Work instructions: Reproduce the tail of the data exactly. It starts at the line containing "Downgrade to VS" and runs to the last line.

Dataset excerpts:
PR #2360, opened 2018-03-07
Downgrade to VS 10 as this is our minimum supported version

charliegracie:

### DIFF
--- a/.appveyor.yml
+++ b/.appveyor.yml
@@ -1,5 +1,5 @@
 ###############################################################################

Answer box:
Downgrade to VS 10 as this is our minimum supported version

charliegracie:

### DIFF
--- a/.appveyor.yml
+++ b/.appveyor.yml
@@ -1,5 +1,5 @@
 ###############################################################################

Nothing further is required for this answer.